** Problem to solve **
Exactly the lines from the first line of the listing through the line containing "guillaumeraille: A time" should appear in the output, unchanged.
════════════════════
PR #125, opened 2020-07-06
Refactor/backtesting

guillaumeraille:
Fixes #DARTS-133.

### Summary

Contain a proposal to refactor backtesting.

Add reviews and comments directly to `PROPOSAL.md`


hrzn:
That looks very good @guillaumeraille 
+1 for having `model.backtest()` methods and +1 for the submodule `darts.model_selection`
Some very minor comments that I think of now: I think we could find better names for `fcast_horizon_n` and `explore_models()`.

PROPOSAL.md
```diff
@@ -0,0 +1,100 @@
...
+```
+Parameters of backtesting will always involve a `model` being backtested and a `TimeSeries` that act as ground truth.
+Since backtesting is usually refering to a model I propose to add backtest as a method of the `ForecastingModel` and 
+`RegressionModel`class.
+
+This would lead to the following API for the end user:
+
+```python
+model = ExponentialSmoothing()
+historical_forecast = model.backtest(series, pd.Timestamp('19550101'), fcast_horizon_n=3, verbose=True))
```
TheMP, line 52: What would be returned here? A pandas series or a new "Backtesting" object with some properties?

guillaumeraille: A time series containing the forecast values for `series`, when successively applying the specified model with the specified forecast horizon

guillaumeraille: But my favorite is the next use case example where it also directly return the residuals so that we can remove the forecast_residual method

PROPOSAL.md
```diff
@@ -0,0 +1,100 @@
...
+forcasting anyway:
+
+```python
+historical_forecast, residuals = model.backtest(series, pd.Timestamp('19550101'), fcast_horizon_n=3, verbose=True))
+```
+
+We could also add the gridSearch logic directly on the model class as a `classmethod`:
+
+```python
+best_model = ExponentialSmoothing.gridsearch(series, fcast_horizon...)
```
Droxef, line 65: I like this idea, as for some models, we must perform this search to find the best model (theta and ETS are good example, and I had to do one for 4Theta)
One other option to do the gridsearch would be to compare the fittedvalues when it exists, instead of the results of a backtest (faster and should assess the performance of the model as well)

guillaumeraille: in that case we could create a dedicated method for that on the model as well (cant be a classmethod if it needs some fitted value) what do you think ?

Droxef: Yes it seems more appropriate. Moreover that the fittedvalues call is not necessarily consistent between models

pennfranc: I like it, definitely more elegant. My only concern is whether this is an intuitive way to get to the residuals from the perspective of a new user.

PROPOSAL.md
```diff
@@ -0,0 +1,100 @@
...
+```python
+model = ExponentialSmoothing()
+historical_forecast = model.backtest(series, pd.Timestamp('19550101'), fcast_horizon_n=3, verbose=True))
+```
+
+We could also add residuals computation for free and return it as computation seems unexpansive and require a backtest
+forcasting anyway:
+
+```python
+historical_forecast, residuals = model.backtest(series, pd.Timestamp('19550101'), fcast_horizon_n=3, verbose=True))
```
pennfranc, line 59: I like it, definitely more elegant. My only concern is whether this is an intuitive way to get to the residuals from the perspective of a new user.

PROPOSAL.md
```diff
@@ -0,0 +1,100 @@
...
+Reference: #DARTS-133
+
+---
+
+## Summary
+
+The main idea behind this proposal is to refactor `backtesting.py` by implementing it directly in the model 
+class. Here would be a quick list of changes proposed:
+
+- `backtest_forecasting`, `backtest_regression`, `backtest_gridsearch` -> moved in corresping model methods
```
pennfranc, line 12: Do you think `backtest_gridsearch` could be made to a static method of `ForecastingModel`? (Since it takes a class, and not an instance as argument)

PROPOSAL.md
guillaumeraille: an other possibility would be to store residuals on the model and retrieve it on request but I believe residuals shouldn't belong to the model

PROPOSAL.md
hrzn: How about having an abstract method `ForecastingModel.hyperparams()` that returns the params dict that `backtest_gridsearch()` would iterate over? This way model implementers would just have to implement this one method for the model to be grid-searchable. @guillaumeraille @pennfranc wdyt?

PROPOSAL.md
hrzn: I guess that's a possible solution to https://github.com/unit8co/darts/pull/123/files#r453315099

PROPOSAL.md
guillaumeraille: Not a bad idea but I think the params dict is more dataset / application dependent hence unkown at model implementation time dont you think ?

hrzn: Right that's true. What I had in mind was more for this method to return decent default hyper-params, but we would still need to accept user-defined parameters.

PROPOSAL.md
```diff
@@ -0,0 +1,106 @@
+# Proposal for Refactoring Backtesting
+
+Reference: #DARTS-133
+
+---
+## Progress
+
+- [x] backtest_forcasting moved in model methods
```
TheMP, line 8: +1

darts/models/forecasting_model.py
```diff
@@ -95,6 +96,194 @@ def _build_forecast_series(self,
...
+        Raises
+        ------
+        ValueError
+            if an input doesn't pass sanity checks.
+        """
+        raise_if(not retrain, "Only 'TorchForecastingModel' instances support the option 'retrain=False'.", logger)
+
+    def _backtest_build_fit_and_predict_kwargs(self,
+                                               target_indices: Optional[List[int]],
+                                               component_index: Optional[int],
```
hrzn, line 138: this doesn't seem to be used

darts/models/forecasting_model.py
```diff
@@ -95,6 +96,194 @@ def _build_forecast_series(self,
...
+        """
+        fit_kwargs = {}
+        predict_kwargs = {}
+        fit_kwargs['target_indices'] = target_indices
+        return fit_kwargs, predict_kwargs
+
+    def backtest(self,
+                 series: TimeSeries,
+                 start: pd.Timestamp,
+                 forcast_horizon: int,
```
hrzn, line 169: `forecast_horizon`

darts/models/torch_forecasting_model.py
```diff
@@ -620,3 +620,50 @@ def _get_best_torch_device(self):
     def _get_learning_rate(self):
         for p in self.optimizer.param_groups:
             return p['lr']
+
+    def _backtest_model_specfic_sanity_checks(self, retrain: bool):
```
hrzn, line 624: `specific`

darts/models/forecasting_model.py
guillaumeraille: You mean because it is overriden? It is used as default and not rewritten in the multivariate case so used

hrzn: As we discussed, I was talking about `component_index` that is apparently not used in this method.

darts/models/forecasting_model.py
```diff
@@ -95,61 +97,241 @@ def _build_forecast_series(self,
...
+            Whether to print progress
+
+        Returns
+        -------
+        forecast
+            A time series containing the forecast values for `target_series`, when successively applying the specified
+            model with the specified forecast horizon.
+        residuals
+            Difference between the `forecast` and the actual `target_series` provided.
+        """
```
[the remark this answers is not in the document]
pennfranc: Yeah this is my fault. I'm changing the function signatures somewhat, but I didn't adapt the docstring.

darts/models/forecasting_model.py
```diff
@@ -101,6 +105,343 @@ def _build_forecast_series(self,
...
+            The first prediction time, at which a prediction is computed for a future time
+        forecast_horizon
+            The forecast horizon for the point prediction
+        stride
+            The number of time steps (the unit being the frequency of `series`) between two consecutive predictions.
+        retrain
+            Whether to retrain the model for every prediction or not. Currently only `TorchForecastingModel`
+            instances as `self` argument support setting `retrain` to `False`.
+        use_full_output_length
+            Optionally, if `self` is an instance of `TorchForecastingModel`, this argument will be passed along
```
hrzn, line 199: I'd replace `self` by "the model" everywhere

darts/models/forecasting_model.py
```diff
@@ -101,6 +105,343 @@ def _build_forecast_series(self,
...
+        # check start parameter
+        if hasattr(n, 'start'):
+            if isinstance(n.start, float):
+                raise_if_not(n.start >= 0.0 and n.start < 1.0, '`start` should be between 0.0 and 1.0.', logger)
+            elif isinstance(n.start, pd.Timestamp):
+                raise_if_not(n.start in training_series, '`start` timestamp is not in the `series`.', logger)
+                raise_if(n.start == training_series.end_time(), '`start` timestamp is the last timestamp of `series`',
+                         logger)
+            else:
+                raise_if(training_series[n.start].time_index()[0] == training_series.end_time(), '`start` timestamp '
```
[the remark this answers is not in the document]
hrzn: We could also add an additional check that `start + forecast_horizon` is in the series if `trim_to_series` is False.

darts/models/forecasting_model.py
```diff
@@ -101,6 +105,343 @@ def _build_forecast_series(self,
...
+        the model will only be trained only on the initial training window (up to `start` time stamp), and only if it
+        has not been trained before. Then, at every iteration, the newly expanded 'training sequence' will be fed to the
+        model to produce the new output.
+
+        Parameters
+        ----------
+        training_series
+            The training time series on which to backtest
+        target_series
+            The target time series on which to backtest
```
hrzn, line 188: Maybe mention for what kinds of models this one applies.

darts/models/forecasting_model.py
```diff
@@ -101,6 +105,343 @@ def _build_forecast_series(self,
...
+                   parameters: dict,
+                   training_series: TimeSeries,
+                   target_series: Optional[TimeSeries] = None,
+                   forecast_horizon: Optional[int] = None,
+                   use_full_output_length: Optional[bool] = None,
+                   val_target_series: Optional[TimeSeries] = None,
+                   num_predictions: int = 10,
+                   use_fitted_values: bool = False,
+                   metric: Callable[[TimeSeries, TimeSeries], float] = metrics.mape,
+                   verbose=False):
```
hrzn, line 280: Would be nice to annotate the return type

darts/models/forecasting_model.py
```diff
@@ -101,6 +105,343 @@ def _build_forecast_series(self,
...
+        forecast = TimeSeries.from_times_and_values(pd.DatetimeIndex(times), np.array(values))
+
+        return forecast
+
+    @classmethod
+    def gridsearch(model_class,
+                   parameters: dict,
+                   training_series: TimeSeries,
+                   target_series: Optional[TimeSeries] = None,
+                   forecast_horizon: Optional[int] = None,
```
hrzn, line 274: Could we support the same formats as for backtesting here?

darts/models/forecasting_model.py
```diff
@@ -101,6 +105,343 @@ def _build_forecast_series(self,
...
+        provided in the `parameters` dictionary by instantiating the `model_class` subclass
+        of ForecastingModel with each combination, and returning the best-performing model with regards
+        to the `metric` function. The `metric` function is expected to return an error value,
+        thus the model resulting in the smallest `metric` output will be chosen.
+        The relationship of the training data and test data depends on the mode of operation.
+
+        Expanding window mode (activated when `forecast_horizon` is passed):
+        For every hyperparameter combination, the model is repeatedly trained and evaluated on different
+        splits of `training_series` and `target_series`. The number of splits is equal to `num_predictions`, and the
+        forecasting horizon used when making a prediction is `forecast_horizon`.
```
hrzn, line 294: Perhaps add a sentence "The `num_predictions` point predictions are obtained by predicting the last `num_predictions` points of the training series with the specified `forecast_horizon`"

Or maybe you'll find a better formulation :D

darts/models/forecasting_model.py
```diff
@@ -101,6 +105,343 @@ def _build_forecast_series(self,
...
+        Note that the model is retrained for every single prediction, thus this mode is slower.
+
+        Split window mode (activated when `val_series` is passed):
+        This mode will be used when the `val_series` argument is passed.
+        For every hyperparameter combination, the model is trained on `training_series` + `target_series` and
```
hrzn, line 299: Just a thought: This naming of `training_series` and `target_series` is slightly confusing because usually in ML parlance the training set contains the targets as well. Could we maybe change to something better, like `train_feature_series` and `train_target_series`? Or even perhaps `X_train` and `y_train`. We would likely have to change in many places though.

darts/models/forecasting_model.py
```diff
@@ -101,6 +105,343 @@ def _build_forecast_series(self,
...
+        The three modes of operation evaluate every possible combination of hyperparameter values
+        provided in the `parameters` dictionary by instantiating the `model_class` subclass
+        of ForecastingModel with each combination, and returning the best-performing model with regards
+        to the `metric` function. The `metric` function is expected to return an error value,
+        thus the model resulting in the smallest `metric` output will be chosen.
+        The relationship of the training data and test data depends on the mode of operation.
+
+        Expanding window mode (activated when `forecast_horizon` is passed):
+        For every hyperparameter combination, the model is repeatedly trained and evaluated on different
+        splits of `training_series` and `target_series`. The number of splits is equal to `num_predictions`, and the
```
hrzn, line 293: You can add a mention that this uses the `backtest()` function.

darts/models/forecasting_model.py
```diff
@@ -101,6 +105,343 @@ def _build_forecast_series(self,
...
+                min_error = error
+                best_param_combination = param_combination_dict
+        logger.info('Chosen parameters: ' + str(best_param_combination))
+        return model_class(**best_param_combination)
+
+    def residuals(self,
+                  series: TimeSeries,
+                  forecast_horizon: int = 1,
+                  verbose: bool = False) -> TimeSeries:
+        """ A function for computing the residuals produced by the current model and a univariate time series.
```
hrzn, line 406: "and" --> "on" ?

darts/models/forecasting_model.py
```diff
@@ -101,6 +105,343 @@ def _build_forecast_series(self,
...
+
+        This function computes the difference between the actual observations from `series`
+        and the fitted values vector p obtained by training `self` on `series`.
```
hrzn, line 409: Replace `self` by "the model" in the whole docstring

darts/models/regression_model.py
```diff
@@ -79,6 +84,84 @@ def predict(self, features: List[TimeSeries]) -> TimeSeries:
...
+                 feature_series: Iterable[TimeSeries],
+                 target_series: TimeSeries,
+                 start: pd.Timestamp,
+                 forecast_horizon: int,
+                 trim_to_series: bool = True,
+                 verbose=False) -> TimeSeries:
+        """ A function for backtesting `RegressionModel`'s.
+
+        This function computes the time series of historical predictions
+        that would have been obtained, if the current model had been used to predict `series`
```
hrzn, line 97: `series` -> `target_series`

darts/models/regression_model.py
```diff
@@ -79,6 +84,84 @@ def predict(self, features: List[TimeSeries]) -> TimeSeries:
...
+        using the `feature_series`, with a certain time horizon.
+
+        To this end, it repeatedly builds a training set composed of both features and targets,
+        from `feature_series` and `target_series`, respectively.
+        It trains the current model on the training set, emits a (point) prediction for a fixed
+        forecast horizon, and then moves the end of the training set forward by one
```
hrzn, line 103: It'd be nice to introduce strides here too.

darts/models/theta.py
```diff
@@ -337,7 +337,7 @@ def select_best_model(ts: TimeSeries, thetas: Optional[List[int]] = None,
         using the fitted values on the training series `ts`.
 
 
-        Uses 'backtesting.backtest_gridsearch' with 'use_fitted_values=True' and 'metric=metrics.mae`.
+        Uses 'ForecastingModel.gridsearch' with 'use_fitted_values=True' and 'metric=metrics.mae`.
```
hrzn, line 340: This function `select_best_model` is basically doing a gridsearch, but it's misplaced IMO, and I think we should remove it if we can.
Instead one option could be to have each model implement a method `default_hyperparams` returning some good ranges of hyper parameters to be iterated on when grid-searching. This way afterwards in `ForecastingModel` we could have only one method `auto_select_model` doing the gridsearch on reasonable hyper-params.

darts/timeseries.py
```diff
@@ -1007,7 +1007,7 @@ def _combine_from_pd_ops(self, other: 'TimeSeries',
             series_df = pd_serie.to_frame()
         # multivariate case
         else:
-            raise_if(len(set(df_a.columns.to_list() + df_b.columns.columns.to_list())) != len(df_a.columns),
```
hrzn, line 1010: good catch ;)

darts/models/forecasting_model.py
pennfranc: Yes, I think the naming here is tricky. Originally Guillaume used the names `covariate_series` and `target_series`, which I also thought could be misleading. How about `input_series` and `target_series`? None of the words are included in the set of {`train`, `validation`, `test`}, and, as supposed to using X and y, they preserve the notion of time series objects instead of any set of features and labels. I think X and y could also be somewhat confusing since we are not dealing with the conventional concept of labels in the sense that our 'labels' might also be included in the 'features' (which is also the case by default when training on univariate series). What do you think?

darts/models/theta.py
pennfranc: I agree, some standardization may be good here. But should we leave this for a separate PR?

darts/models/forecasting_model.py
```diff
@@ -101,6 +105,343 @@ def _build_forecast_series(self,
...
+            elif isinstance(n.start, pd.Timestamp):
+                raise_if_not(n.start in training_series, '`start` timestamp is not in the `series`.', logger)
+                raise_if(n.start == training_series.end_time(), '`start` timestamp is the last timestamp of `series`',
+                         logger)
+            else:
+                raise_if(training_series[n.start].time_index()[0] == training_series.end_time(), '`start` timestamp '
+                         'is the last timestamp of `series`', logger)
+
+    def _backtest_model_specific_sanity_checks(self, *args: Any, **kwargs: Any) -> None:
+        """Method to be overriden in subclass for model specific sanity checks"""
```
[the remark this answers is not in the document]
pennfranc: But then we need to provide an implementation for every forecasting model, even though currently most models don't have one. Do you think we should enforce it and add one to every model?

darts/models/forecasting_model.py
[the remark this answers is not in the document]
pennfranc: > Instead of doing `.time_index()[0]` you should be able to call `.start_time()`.
> Also, shouldn't we replace the `==` by `>=`, and add a preliminary check that (when it's an int), it is >= 0.

done

darts/models/forecasting_model.py
pennfranc: Are you referring to the data types of the function parameters? If yes, do you think for all parameters that are shared they should be the same? Because the reason for why `forecast_horizon` is optional in this case is that specifying it will lead to a expanding window evaluation, whereas leaving it set as `None` will require either the validation series arguments or the `use_fitted_values` parameter to be passed. That's why we decided not to set it to a default value of 1 here. But maybe you're referring to something else completely?

darts/models/forecasting_model.py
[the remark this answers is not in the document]
pennfranc: > We could also add an additional check that `start + forecast_horizon` is in the series if `trim_to_series` is False.

I assume what you meant to say is if `trim_to_series` is **True**', since otherwise we can have points in our predicted series that go beyond the input series time index, right?

darts/models/forecasting_model.py
pennfranc: > Maybe mention for what kinds of models this one applies.

Done. Could you check if the new parameter documentation for `target_series` looks good to you?

darts/models/forecasting_model.py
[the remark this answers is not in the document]
hrzn: Ok, let's leave it as is for now.

darts/models/forecasting_model.py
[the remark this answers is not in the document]
hrzn: Right, correct

darts/models/forecasting_model.py
hrzn: lgtm, thanks!

darts/models/forecasting_model.py
hrzn: Sorry, my comment was not super clear :)
I only meant that for the `forecast_horizon` parameter, it would be nice to support `float`, `int` and `pd.Timestamp` types (when it's not `None`), so that this parameter is treated the same as in the `backtest` method.

darts/models/forecasting_model.py
hrzn: I agree, I like your suggestion. Do you think we can do this change (in a consistent way, wherever needed across the codebase) in this PR, or do you prefer to wait for a next PR?

hrzn (approved):
Nice improvement :)

darts/models/forecasting_model.py
pennfranc: I think you're talking about the `start` parameter of the `backtest` method, since `forecast_horizon` is also just expected to be an integer in `backtest`. The thing is, `gridsearch` does not take `start` as a parameter right now, instead it takes `num_predictions`, from which we derive start. Do you suggest we replace `num_predictions` by `start` and treat it like we do in `backtest`?

darts/models/forecasting_model.py
pennfranc: Let's do it in a separate one!

darts/models/forecasting_model.py
hrzn: Right, sorry! You are right I mixed up the two parameters, my bad. It would be nice though to find a way to make the two signatures more compatible, and replace `num_predictions` by `start` like you suggest.

pennfranc: Done. We could make the `RegressionModel.backtest` function conform more as well by introducing the same `start` data types as for `ForecastingModel`. But this requires a bit more work since we need to change the checks, and we will probably want to reuse code from `ForecastingModel` to avoid duplication.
════════════════════
** Result below **
PR #125, opened 2020-07-06
Refactor/backtesting

guillaumeraille:
Fixes #DARTS-133.

### Summary

Contain a proposal to refactor backtesting.

Add reviews and comments directly to `PROPOSAL.md`


hrzn:
That looks very good @guillaumeraille 
+1 for having `model.backtest()` methods and +1 for the submodule `darts.model_selection`
Some very minor comments that I think of now: I think we could find better names for `fcast_horizon_n` and `explore_models()`.

PROPOSAL.md
```diff
@@ -0,0 +1,100 @@
...
+```
+Parameters of backtesting will always involve a `model` being backtested and a `TimeSeries` that act as ground truth.
+Since backtesting is usually refering to a model I propose to add backtest as a method of the `ForecastingModel` and 
+`RegressionModel`class.
+
+This would lead to the following API for the end user:
+
+```python
+model = ExponentialSmoothing()
+historical_forecast = model.backtest(series, pd.Timestamp('19550101'), fcast_horizon_n=3, verbose=True))
```
TheMP, line 52: What would be returned here? A pandas series or a new "Backtesting" object with some properties?

guillaumeraille: A time series containing the forecast values for `series`, when successively applying the specified model with the specified forecast horizon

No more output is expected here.